Look through the material below. Copy every line with the string "quotes" in it.

════════════════════

PR #21822, opened 2026-06-22
fix(protocol): reject DEBUG SGX instances

smtmfft:
Summary:
- Reject SGX application enclave quotes with the DEBUG attribute bit set during `SgxVerifier.registerInstance`.
- Add coverage for DEBUG-mode quote rejection.
- Update the protocol gas report for the verifier change.

Tests:
- `git diff --check origin/taiko-alethia-protocol-v3.0.0..HEAD`
- `FOUNDRY_PROFILE=layer1 forge test --match-contract SgxVerifierTest`


YoGhurt111:
I still recommand to use `onlyOwner` modifier in `registerInstance` to avoid unexpected attributes, and we aim to 100% zk, the sgx is only used in emergency case.

dantaik:
please use [taiko-alethia-protocol-v3.0.0](https://github.com/taikoxyz/taiko-mono/tree/taiko-alethia-protocol-v3.0.0) as your PR's base branch.

dantaik (approved):

davidtaikocha (approved):

ggonzalez94 (approved):

ggonzalez94:
> I still recommand to use onlyOwner modifier in registerInstance to avoid unexpected attributes, and we aim to 100% zk, the sgx is only used in emergency case.

I think gavin's suggestion is probably a good idea. Let's discuss in our call

packages/protocol/contracts/layer1/verifiers/SgxVerifier.sol
dantaik, line 139: add onlyFrom(registrant), if registrant is address(0), it shall be permissionless.

dantaik: @daniel will create another PR on top of this one.

packages/protocol/contracts/layer1/verifiers/SgxVerifier.sol
```diff
@@ -116,6 +121,10 @@ contract SgxVerifier is IProofVerifier, Ownable2Step {
     {
         (bool verified,) = IAttestation(automataDcapAttestation).verifyParsedQuote(_attestation);
         require(verified, SGX_INVALID_ATTESTATION());
+        require(
```
dantaik, line 155: @smtmfft please add more check as we suggested, then we'll test it in a devnet.

packages/protocol/contracts/layer1/verifiers/SgxVerifier.sol
dantaik: https://github.com/taikoxyz/taiko-mono/pull/21830

packages/protocol/contracts/layer1/verifiers/SgxVerifier.sol
davidtaikocha: Here are the suggestions from Claude workflow:

```
So, "besides MRENCLAVE and DEBUG," the security-relevant fields are:

mrSigner — checked; the signing identity. The leaked key ⇒ this is what #21825 rotates.
attributes (the non-DEBUG bits) — still unchecked. Most notable is PROVISION_KEY 0x10: an enclave with provisioning-key access can derive platform-identifying keys; production enclaves normally have it clear. Worth rejecting alongside DEBUG.
isvSvn — still unchecked; this is the "freshness"/anti-downgrade knob from the earlier discussion. It only bites if you ever trust by mrSigner+isvProdId instead of exact mrEnclave.
isvProdId — still unchecked; binds to a specific enclave product.
cpuSvn / miscSelect — unchecked on the report, but cpuSvn's job (platform TCB level) is already covered via the PCK-cert TCB check.
```
Just sharing this here in case it’s helpful.

dantaik (approved):

packages/protocol/contracts/layer1/verifiers/SgxVerifier.sol
smtmfft: Implemented the attributes part by rejecting both `DEBUG(0x02)` and `PROVISION_KEY(0x10)` through a single forbidden attributes mask in `SgxVerifier`.

For the other fields, I do not think we should hard-enforce them in this PR:

- `isvProdId` / `isvSvn`: the current trust boundary is exact `MRENCLAVE && MRSIGNER` allowlisting. With exact `MRENCLAVE`, product/SVN policy is effectively tied to the selected enclave build. Hard-coding these fields here would add deployment/config churn and can easily block valid lanes, since raiko2 and gaiko2 already use different product IDs (`0` vs `1`). If we later move to signer-level trust (`MRSIGNER + isvProdId + minIsvSvn`) instead of exact MRENCLAVE trust, then configurable product/min-SVN checks make sense.
- `cpuSvn`: platform TCB freshness is already covered by the PCK/TCB validation in the attestation path, not by a separate app-report field check here.
- `miscSelect`: we do not currently have a defined expected app mask/value, so enforcing it would be under-specified.

I also checked current generated quotes against the new mask:

- raiko2 mainnet/hoodi attributes: `0x0500000000000000e700000000000000`
- gaiko2 mainnet attributes: `0x05000000000000000700000000000000`

All have `DEBUG=false`, `PROVISION_KEY=false`, and `forbidden_mask(0x12) == 0`.

dantaik (approved):

davidtaikocha (approved):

════════════════════

Reply:
- Reject SGX application enclave quotes with the DEBUG attribute bit set during `SgxVerifier.registerInstance`.
I also checked current generated quotes against the new mask:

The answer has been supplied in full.